The U.S. Food and Drug Administration has approved HPV vaccines for prevention of cervical, vulvar, vaginal and anal cancers in women, and anal cancers in men. However, the HPV vaccine hasn't been FDA-approved for prevention of head and neck cancers, because the vaccines have not been evaluated in clinical trials for that purpose.
"We don't know if there's a potential solution to these rising rates already existing on [drug] shelves," explained study author Dr. Maura Gillison. She is a professor of thoracic/head and neck medical oncology at the University of Texas MD Anderson Cancer Center.
"In the absence of that gold-standard clinical trial, we looked at data from a study that we've been conducting in my lab to address the question as to whether or not existing HPV vaccines could be altering oral HPV infections in the U.S. population," she explained in a Cancer Center news release.
The analysis of data from more than 2,600 Americans, aged 18 to 33, revealed that those who had received HPV vaccination were 88 percent less likely to have oral HPV infections than those who were not vaccinated.
Previous research has shown that HPV-related head and neck cancers are more common in men than women, so Gillison and her colleagues examined whether vaccination was associated with a reduced prevalence of oral HPV infection in men.
"When we compared the prevalence in vaccinated men to non-vaccinated men, we didn't detect any infections in vaccinated men. The data suggests that the vaccine may be reducing the prevalence of those infections by as high as 100 percent," Gillison said.
"We also wanted to determine, accounting for the low rates of vaccination, what proportion of infections could have been prevented," she said.

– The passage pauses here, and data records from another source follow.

PR #1165, opened 2017-11-09
Switch to `cargo clippy` which also lints the binaries and tests

jtgeibel:
This switches our CI to install `clippy` and use the `cargo clippy` command.  Additionally, the tests are now run on CI in the same build as `rustfmt`.  If `cargo fmt` fails, travis will still run `cargo clippy` and report any errors there.

In this configuration, `clippy` is no longer included in the `Cargo.toml` file.

/cc @carols10cents

### DIFF
--- a/.travis.yml
+++ b/.travis.yml
@@ -40,21 +40,16 @@ matrix:
     - rust: nightly
   include:
   - rust: nightly-2017-11-07
-    env: RUSTFMT=YESPLEASE
     script:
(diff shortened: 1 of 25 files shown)


jtgeibel:
I've confirmed that the log files [show both errors](https://travis-ci.org/rust-lang/crates.io/jobs/299456770) if there is an issue with formatting and a lint.  This is ready for review.

carols10cents:
woooo got my local env configured this way too and everything seems to be matching!!!!

bors: r+

PR #1170, opened 2017-11-14
repository URLs sometimes end in .git in real-world usage

kivikakk:
And this is okay, because the major sites (BitBucket, GitHub, GitLab) all either directly support visiting the `.git`-suffixed URL of any repo, or redirect from it to the non-suffixed version. These all work fine as-is.

What they don't universally work for is letting you append any path onto that. (Which is to say, from my testing BitBucket doesn't mind, but GitHub and GitLab both 404.)  So we trim the suffix when manipulating relative paths.

See https://github.com/kbknapp/clap-rs/issues/1106 for where this came up with `clap`.

### DIFF
--- a/src/render.rs
+++ b/src/render.rs
@@ -310,11 +310,12 @@ mod tests {
         let relative = "[there](there)";
 
         for host in &["github.com", "gitlab.com", "bitbucket.org"] {
-            for &extra_slash in &[true, false] {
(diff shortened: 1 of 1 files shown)


carols10cents:
Looks great, thank you! Sorry for the delay!!

bors: r+

kivikakk:
Not at all, real life happens!

PR #1180, opened 2017-11-30
Update Ember

tchak:
Controller injections were broken in recent version of Ember. Not sure if it is normal but I don't like them anyway, so I removed them :)

cc @locks @Turbo87

### DIFF
--- a/app/controllers/search.js
+++ b/app/controllers/search.js
@@ -1,16 +1,19 @@
 import Controller from '@ember/controller';
 import { computed } from '@ember/object';
+import { alias, bool, readOnly } from '@ember/object/computed';
+import { inject as service } from '@ember/service';
 
 import PaginationMixin from '../mixins/pagination';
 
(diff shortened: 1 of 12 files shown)


app/controllers/search.js
```diff
@@ -1,16 +1,19 @@
...
+import { alias, bool, readOnly } from '@ember/object/computed';
+import { inject as service } from '@ember/service';
 
 import PaginationMixin from '../mixins/pagination';
 
 export default Controller.extend(PaginationMixin, {
+    search: service(),
     queryParams: ['q', 'page', 'per_page', 'sort'],
-    q: null,
+    q: alias('search.q'),
```
Turbo87: am I understanding correctly that we're now redirecting the `q` query param to the `q` property of the `search` service?

tchak: yes. It allows to sync input value with query string in the url.

PR #1753, opened 2019-05-23
Fix yank test

carols10cents:
This test wasn't set up correctly, so the error message that was being checked wasn't quite right.

Also, [based on this comment](https://github.com/rust-lang/crates.io/pull/1697#issuecomment-478740807) it seems like the names of these tests weren't as descriptive as they could be-- the previous test covers the success case of an owner being able to yank, and the next text checks that nonowners aren't allowed to yank.


jtgeibel:
CI should be green on beta now.

@bors r+

PR #1756, opened 2019-05-30
Run `cargo update`

jtgeibel:
I have several local branches updating dependencies and addressing any
breaking changes (towards closing out #1265).  I'd like to avoid
lockfile merge conflicts between those branches so I'm bumping all
semver compatible versions in this PR.

I'd like to let this bake in production for at least a few days before
opening PRs bumping major versions in `Cargo.toml`.

If this approach is too aggressive, or needs to be reverted, I can open
the other PRs more serially and look into breaking this upgrade into
smaller pieces.

### DIFF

"We found that just under one million people would have HPV infections in this age group, but, unfortunately, because of low uptake of the vaccine, the burden of infection had only been reduced by 17 percent overall, and only 7 percent in men. We hope the burden of infection will decrease over time with increased vaccination," Gillison said.
The study, conducted while Gillison was at Ohio State University, is to be presented in June at the American Society of Clinical Oncology annual meeting, in Chicago. Research presented at medical meetings should be viewed as preliminary until published in a peer-reviewed journal.